● **Exercise requirements**
Your answer must be an exact copy of the listing.

● **Material to process**
Issue #677, opened 2023-06-20
"is not representable in LLVM" assertion


dabrahams:
With `--import-builtin`, this file makes the compiler assert, with

CodeGenLLVM/LoweredProgram+Extensions.swift:152: Fatal error: 'Pointee' is not representable in LLVM

```
type Pointer<Pointee> {

  var base: Builtin.ptr

  memberwise init

  public property q: Pointee {
    yield base as* (remote let Pointee)
  }
}

fun test(p: Pointer<Int>) {
  var x: Int = p.q // Actual problem: var should be let
}

public fun main() {}
```

kyouko-taiga:
The problem seems to be that `p.q` is inferred as having type `Pointee` instead of `Int`. I'm almost certain the issue comes from `TypeChecker.inferredType(of:shapedBy:updating:)` (the overload for `SubscriptCallExpr`).

PR #680, opened 2023-06-21
Monomorphize the type of subscript references during lowering

kyouko-taiga:
This PR fixes the assertion failure mentioned in #677. It does not fix the issue with `var`.

### DIFF
--- a/Sources/IR/Emitter.swift
+++ b/Sources/IR/Emitter.swift
@@ -1824,7 +1824,7 @@ public struct Emitter {
       return emitComputedProperty(boundTo: receiver, declaredBy: i, parameterizedBy: a, at: site)
     }
 
-    let t = SubscriptType(program.relations.canonical(program[d].type))!
+    let t = SubscriptType(program.canonicalType(of: d, parameterizedBy: a))!
     let r = append(module.makeAccess(t.capabilities, from: receiver, at: site))[0]
 
     var variants: [AccessEffect: Function.ID] = [:]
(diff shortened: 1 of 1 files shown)


dabrahams:
I'm slightly concerned that monomorphization is _required_ for anything to work.  Is that concern misplaced?

kyouko-taiga:
Monomorphizing types isn't the same as monomorphizing a function or subscript. It just means replacing generic parameters, like going from a polymorphic `<T>(T) -> T` to a monomorphic `(Int) -> Int`.

This process is indeed required for any generic program to work but I don't think it should be cause for concern.

dabrahams:
I'm pretty sure I know what it means, and I'm still a bit concerned.  In a resilient generics model, you can't monomorphize all the types in the compiler because some are only discovered at runtime.  

I also don't know what to make of it when you say monomorphizing types is not like monomorphizing a function and then use monomorphizing a function as an example of what it's like, FWIW.  But maybe I'm missing something!

kyouko-taiga:
In a resilient generics model you still have access to type signatures. Say you have this type in a module:
```swift
public type Box<T> {
  public subscript foo: T { ... }
}
```
Another module can import `Box`, not know anything about its implementation, but still be allowed to substitute `T` for `Int` and conclude that `Box<Int>.foo` has type `Int`. That's what monomorphizing a type means.

The example I gave is monomorphizing a function _type_, not a function. Monomorphizing a function requires generating new code, thus requiring access beyond the resilience boundary. Monomorphizing a type only requires reading the information advertised by the resilience boundary.

If you're still worried, I think it's best to take this in-person or we risk piling up misunderstanding.

dabrahams:
Got it; thanks for explaining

● **Expected output**
Issue #677, opened 2023-06-20
"is not representable in LLVM" assertion


dabrahams:
With `--import-builtin`, this file makes the compiler assert, with

CodeGenLLVM/LoweredProgram+Extensions.swift:152: Fatal error: 'Pointee' is not representable in LLVM

```
type Pointer<Pointee> {

  var base: Builtin.ptr

  memberwise init

  public property q: Pointee {
    yield base as* (remote let Pointee)
  }
}

fun test(p: Pointer<Int>) {
  var x: Int = p.q // Actual problem: var should be let
}

public fun main() {}
```

kyouko-taiga:
The problem seems to be that `p.q` is inferred as having type `Pointee` instead of `Int`. I'm almost certain the issue comes from `TypeChecker.inferredType(of:shapedBy:updating:)` (the overload for `SubscriptCallExpr`).

PR #680, opened 2023-06-21
Monomorphize the type of subscript references during lowering

kyouko-taiga:
This PR fixes the assertion failure mentioned in #677. It does not fix the issue with `var`.

### DIFF
--- a/Sources/IR/Emitter.swift
+++ b/Sources/IR/Emitter.swift
@@ -1824,7 +1824,7 @@ public struct Emitter {
       return emitComputedProperty(boundTo: receiver, declaredBy: i, parameterizedBy: a, at: site)
     }
 
-    let t = SubscriptType(program.relations.canonical(program[d].type))!
+    let t = SubscriptType(program.canonicalType(of: d, parameterizedBy: a))!
     let r = append(module.makeAccess(t.capabilities, from: receiver, at: site))[0]
 
     var variants: [AccessEffect: Function.ID] = [:]
(diff shortened: 1 of 1 files shown)


dabrahams:
I'm slightly concerned that monomorphization is _required_ for anything to work.  Is that concern misplaced?

kyouko-taiga:
Monomorphizing types isn't the same as monomorphizing a function or subscript. It just means replacing generic parameters, like going from a polymorphic `<T>(T) -> T` to a monomorphic `(Int) -> Int`.

This process is indeed required for any generic program to work but I don't think it should be cause for concern.

dabrahams:
I'm pretty sure I know what it means, and I'm still a bit concerned.  In a resilient generics model, you can't monomorphize all the types in the compiler because some are only discovered at runtime.  

I also don't know what to make of it when you say monomorphizing types is not like monomorphizing a function and then use monomorphizing a function as an example of what it's like, FWIW.  But maybe I'm missing something!

kyouko-taiga:
In a resilient generics model you still have access to type signatures. Say you have this type in a module:
```swift
public type Box<T> {
  public subscript foo: T { ... }
}
```
Another module can import `Box`, not know anything about its implementation, but still be allowed to substitute `T` for `Int` and conclude that `Box<Int>.foo` has type `Int`. That's what monomorphizing a type means.

The example I gave is monomorphizing a function _type_, not a function. Monomorphizing a function requires generating new code, thus requiring access beyond the resilience boundary. Monomorphizing a type only requires reading the information advertised by the resilience boundary.

If you're still worried, I think it's best to take this in-person or we risk piling up misunderstanding.

dabrahams:
Got it; thanks for explaining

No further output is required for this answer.